▶ _Work required_: Among the records that follow, how many lines contain the word "make"? Give the number and no other words.

▶ _Stored records_:
◆ ◆ ◆ ◆ ◆

PR #1222, opened 2023-06-27
Rewrite `_set_preprocessing_from_valid_loader` to `_get_preprocessing_from_valid_loader`

Louis-Dupont:
Rewriting `_set_preprocessing_from_valid_loader` to be `_get_preprocessing_from_valid_loader`, which that way can be used in 2 places instead of one

### DIFF
--- a/src/super_gradients/training/sg_trainer/sg_trainer.py
+++ b/src/super_gradients/training/sg_trainer/sg_trainer.py
@@ -1349,10 +1349,7 @@ class Trainer:
                 self.sg_logger.close()
 
     def _get_preprocessing_from_valid_loader(self) -> Optional[dict]:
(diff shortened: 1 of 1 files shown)


Louis-Dupont:
@BloodAxe I removed some changes that were in this PR to make it more straightforward.
Eventually, it's about rewriting `_set_preprocessing_from_valid_loader` to be `_get_preprocessing_from_valid_loader`, which that way can be used in 2 places instead of one. 
I did this just because in the following PR I need to add a few more lines of codes to this `_get_preprocessing_from_valid_loader`, so I create the method before hand to make the following PR lighter

BloodAxe (approved):
LGTM

PR #1223, opened 2023-06-27
Allow passing tuple of [low, high] to iou_thresholds parameter in DetectionMetrics.

BloodAxe:
This PR allows to pass user-defined target of IoU thresholds without asking user to edit IoUThresholds enum in SG codebase:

◆ ◆ ◆ ◆ ◆

▶ _Written answer_: 2